=== Section Start ===

PR #62, opened 2015-03-30
Use full arg name for rep(length.out=...)

jcheng5:
This bug causes warnings if options(warnPartialMatchArgs=TRUE).


jcheng5:
You can see this warning when you do devtools::install_github.

hadley:
Thanks!

PR #76, opened 2015-05-29
Another try at str_interp

smbache:
Not an expert at updating pull requests, so ended up making a new one.Your comments should be fixed.


hadley:
Easiest way to update is to make a branch for the PR - then when you update the branch, the PR updates automatically.

hadley:
Thanks!

PR #77, opened 2015-05-31
Bugfix + small feature

smbache:
This update does two things: 

1. `str_interp` would fail when no placeholders were found in the input string. This is fixed.
2. Added a suggested feature that makes it easier to break a long single-line string in multiple lines of source code without needing to use e.g  `paste`. Instead if the input string is a formula, hyphens (dashes) can be used to concatenate long strings: 

```R
max_char <- 80
str_interp(~"This particular line is so long that it is hard to write "-
            "without breaking the ${max_char}-char barrier!")
```

Here `str_interp` uses an internal utility function `unwrap_string_formula` which will recognize `-` as a hyphen (and not as a minus).

### DIFF
--- a/R/interp.R
+++ b/R/interp.R
@@ -34,16 +34,52 @@
 #' # Or a data frame
 #' str_interp("Values are $[.2f]{max(Sepal.Width)} and $[.2f]{min(Sepal.Width)}.",
 #'            iris)
+#'
+#' # Use a formula and hyphens when the string is long
+#' max_char <- 80
+#' str_interp(~"This particular line is so long that it is hard to write "-
+#'   "without breaking the ${max_char}-char barrier!")
 str_interp <- function(string, env = parent.frame())
 {
+
+  if ("formula" %in% class(string))
+    string <- unwrap_string_formula(string)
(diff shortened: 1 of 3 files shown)


hadley:
Would you mind including tests for those features please?

hadley:
(I really need to turn on code coverage)

smbache:
Sure. 

In the meantime; which is better, a plus or a hyphen (or either) for the above feature?

smbache:
Added the tests.

smbache:
What would you want to happen in the latter, where the expression is not a valid R expression? expect_error? And what is the idea for the second? That it is not a complete placeholder?

gagolews:
I think that a clean error (parse error?) should be raised. What do you think?
And in the first case, there should be no crash.

And what about `${aaa   bbbb}`? Also a parse error, `aaa bbbb` is not a valid name.
And also: `${aaa${bbb}ccc}` may be problematic

smbache:
I think they give rather readable errors. Nested use of placeholders did not produce a nice error, but now this is checked and provides a better error. In general nested use is *never* allowed.

Issue #68, opened 2015-05-12
R CMD check failed: The requested ICU resource file cannot be found


yihui:
Travis has been failing but your Travis script failed to capture the failure for some reason: https://travis-ci.org/hadley/stringr/builds/61152178 I noticed it because my knitr repo started to fail after stringr was upgraded (https://travis-ci.org/yihui/knitr/jobs/61492954): 

> The requested ICU resource file cannot be found. Possible problem: ICU data has not been downloaded yet. Call `stri_install_check()`. (U_FILE_ACCESS_ERROR)

stringr has the same error, which I don't completely understand. This may be related to #52.

BTW, you most recent check also failed (for a different reason): https://travis-ci.org/hadley/stringr/builds/61467874 and Travis failed to capture it, either.

gagolews:
This is almost identical to https://github.com/Rexamine/stringi/issues/155

hadley:
@yihui I think the failure might be intermittent

yihui:
@gagolews Oh I did not realize it had been reported. Thanks. But I do not think we have got to the bottom of this issue. It is not necessary to install stringi from Github, either. You just have to install it from source (e.g. the CRAN source package works), and the binary package from marutter's PPA does not work. Well, my experience is that there are quite a few broken binary packages in marutter's PPA...

maxheld83:
I get the sample problem, irrespective of whether `stringr` is loaded from github or CRAN:

```
>     plots <- array.viz(QmethodRes = results)  # produces plots list
Error in stri_trans_nfc(str) : 
  The requested ICU resource file cannot be found. Possible problem: ICU data has not been downloaded yet. Call `stri_install_check()`. (U_FILE_ACCESS_ERROR)
Calls: array.viz -> str_wrap -> stri_wrap -> stri_trans_nfc -> .Call
Execution halted
```

+1 for 
> fix the root cause

Ps.: is it just me or is the 3k-line log from Travis.CI even more confusing than ordinary R CMD check?

jeroenooms:
This is still not resolved. The problem is that `stringi` fails to detect `libicu-dev` on Ubuntu and instead tried to build a bundled version, which doesn't work very well.

jeroenooms:
I have proposed a solution here: https://github.com/Rexamine/stringi/issues/162

gagolews:
Maybe let's first try with debugging the Ubuntu libicu-dev-related issue?

gagolews:
[...]

PR #82, opened 2015-06-13
Update travis conf

gagolews:
Hadley, I think I now have a fix for #68. Anyway, as stringr and stringi are now so tightly connected with each other, what about travis-testing stringr against the github version of stringi? I updated `.travis.yml` accordingly for that.


hadley:
Thanks!

Issue #83, opened 2015-06-25
str_replace errors when using "$" as a replacement.


dkesh:
The code below works for me on some boxes, but not others and I am attempting to figure out what the difference is:

```
> stringr::str_replace("aba", "b", "$" )
Error in stri_replace_all_regex(x, c("\\$", "\\\\(\\d)"), c("\\\\$", "\\$$1"),  : 
  Unknown ICU error. (U_REGEX_INVALID_CAPTURE_GROUP_NAME)

Enter a frame number, or 0 to exit   

1: stringr::str_replace("aba", "b", "$")
2: fix_replacement(replacement)
3: stri_replace_all_regex(x, c("\\$", "\\\\(\\d)"), c("\\\\$", "\\$$1"), vecto
```

dkesh:
stringr version 1.0.0 and stringi version 0.5.2 on both working and non-working boxes.

dkesh:
On the boxes that fail (both Ubuntu and OS X):

```
> stringi::stri_install_check()
stringi_0.5.2; en_US.UTF-8; ICU4C 55.1; Unicode 7.0
All tests completed successfully.
```

On the box that works:
```
> stringi::stri_install_check()
stringi_0.5.2; en_US.UTF-8; ICU4C 52.1; Unicode 6.3
All tests completed successfully.
```

gagolews:
`$` in a replacement string (in a regex search task) has a special meaning - it refers to a capture group. It should be followed by an integer. So to use `$`, it shall be escaped.

```
stringr::str_replace("aba", "b", "\\$" )
```

you may also want to  consider using `fixed("b")` as a search patter in this example.

From syntactic view point, this was an error too in ICU 52.1, but apparently in ICU developers decided to throw an error and no longer ignore it in a later ICU release (like 55).

In other words, this is not a bug.

dkesh:
Running the escaped example returns this:

   > stringr::str_replace( "aba", "b", "\\$")
    [1] "a\\$a"

Perhaps stringr:::fix_replacement is no longer necessary on newer versions of ICU?

dkesh:
The extra backslash is missing because I forgot to escape it for markdown.  That should read:

    > stringr::str_replace( "aba", "b", "\\\\$")
    [1] "a\\\\$a"

dkesh:
The second backslashes in each of the code line got gobbled up by markdown; just imagine they are there.

gagolews:
[...]

PR #84, opened 2015-06-27
BUGFIX for fix_replacement

gagolews:
This is a bugfix for #83.


gagolews:
This works both for ICU 52 and ICU 55.

hadley:
Thanks!

PR #94, opened 2015-09-23
Add str_match to "See Also" of str_extract

### LINKED ISSUE #93: Documentation: str_extract help page should mention str_match in "See Also"
I was looking for the function to extract capture groups from a regex match, and my first guess was str_extract. I quickly figured out from the help page that this was the wrong choice though. Eventually, I found that the correct one was str_match. But it would have been a lot easier to find if str_extract had led me there by mentioning it in the "See also" section. I think a lot of people probable make the same mistake, finding str_extract when they're looking for str_match, since it's not clear from the names alone which one returns capture groups and which one only returns the complete match.

DarwinAwardWinner:
This completes the symmetry of str_match referring to str_extract in its
own "See Also" section.

Fixes #93.

### DIFF
--- a/man/str_extract.Rd
+++ b/man/str_extract.Rd
@@ -54,6 +54,7 @@ str_extract_all(shopping_list, "\\\\b[a-z]+\\\\b", simplify = TRUE)
 str_extract_all(shopping_list, "\\\\d", simplify = TRUE)
 }
 \seealso{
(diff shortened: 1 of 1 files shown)


hadley:
Like the comment at the top of the file says, you need to edit the source roxygen comment :/

PR #136, opened 2016-10-31
@seealso link to str_subset() from str_detect()

t-kalinowski:
Hello,

Minor doc improvement. I always forget what `str_subset()` is called, and end up looking at the docs for `str_detect()` first when I want it, then when it's not there I end up clicking randomly through all the `str_*` functions till I find the one I'm looking for.


hadley:
Thanks!

PR #151, opened 2017-03-09
Create pipe_p.R

duarteguilherme:
I'm Not sure if someone uses a pipe to emulate + python function to joining strings.

I guess infix operators are more useful for this type of operation.


duarteguilherme:
Sorry for that. I've just seen someone proposed the same solution "%f%" below.

Anyway, I think this could me integrated to the function. 

%s+% from stringi is kind of verbose.

hadley:
Thanks for the pull request, but currently I don't want to include infix string pasting in string.

PR #158, opened 2017-04-24
Feature request: vectorise str_interp in interpolated expressions

mgirlich:
I like the handling of vectors in `paste()` a lot in that it cycles over all the elements of the input expressions:

```
paste(month.abb[1:2], "is the", 1:2, "month of the year.")
# "Jan is the 1 month of the year." "Feb is the 2 month of the year."
```

I think the behaviour of `str_interp()` is less useful and not intuitive here:

```
str_interp("${month.abb[1:2]} is the ${1:2} month of the year.")
# "Jan is the Feb month of the year."
```

One should at least get a warning or rather an error for this unexpected behaviour.
With the pull request one gets instead

```
str_interp("${month.abb[1:2]} is the ${1:2} month of the year.")
# "Jan is the 1 month of the year." "Feb is the 2 month of the year."
```

As this breaks the current behaviour one might want to add an extra parameter for allowing this.

### DIFF
--- a/R/interp.R
+++ b/R/interp.R
@@ -69,14 +69,15 @@ str_interp <- function(string, env = parent.frame()) {
     # check that lengths are valid
     lengths <- sapply(replacements, length)
     max_length <- max(lengths)
-    if (!all(lengths %in% c(1, max_length))) {
+    if (!all(lengths == 1L | lengths == max_length)) {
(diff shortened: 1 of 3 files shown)


hadley:
I'd say `str_interp` is soft-deprecated in favour of the glue package. We want be making any changes to `str_interp()` in the future.

PR #1, opened 2016-04-08
removed a useless pmd rule

ggraffieti:


DanySK:
Better use simple present in commit messages.

PR #7, opened 2016-09-04
Alchemist effects in human-readable format

w4bo:
Effects are stored in human readable format.

I added a serialization factory to centralize effects serialization. Future changes in serialization will affect only this class.

I had to include RuntimeTypeAdapterFactory.java from the [Gson repo](https://github.com/google/gson/blob/master/extras/src/main/java/com/google/gson/typeadapters/RuntimeTypeAdapterFactory.java) as this class is not shipped with the Gson artifact.


DanySK:
Including that file is a no-go. We have not the power to maintain our own pieces of Gson. If you need a newer version of Gson, then please check if it's already there in Maven Central

alchemist/alchemist-swingui/src/main/java/it/unibo/alchemist/boundary/gui/effects/JEffectsTab.java
```diff
@@ -263,13 +264,13 @@ public void setEffects(final List<Effect> effects) {
...
-        moveLeftButton.setEnabled(value);
-        moveRightButton.setEnabled(value);
-        for (final Component c : stackSec.getComponents()) {
+        this.addEffectButton.setEnabled(value);
+        this.remEffectButton.setEnabled(value);
+        this.saveButton.setEnabled(value);
+        this.loadButton.setEnabled(value);
+        this.moveLeftButton.setEnabled(value);
+        this.moveRightButton.setEnabled(value);
+        for (final Component c : this.stackSec.getComponents()) {
```
DanySK: Not  a problem - but why this "this" invasion? Where they necessary, or was it the setting of your editor? If so, be wary: in many cases, abusing this. leads to unnecessary hyperverbose code (and java is already verbose itselft)

w4bo: My bad. I am used to using this setting. I will get rid of "this" invasion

=== Section End ===

*About this task*:
Gather each line in the entries above where the string "please" is found.

*Solved exercise*:
Would you mind including tests for those features please?
Including that file is a no-go. We have not the power to maintain our own pieces of Gson. If you need a newer version of Gson, then please check if it's already there in Maven Central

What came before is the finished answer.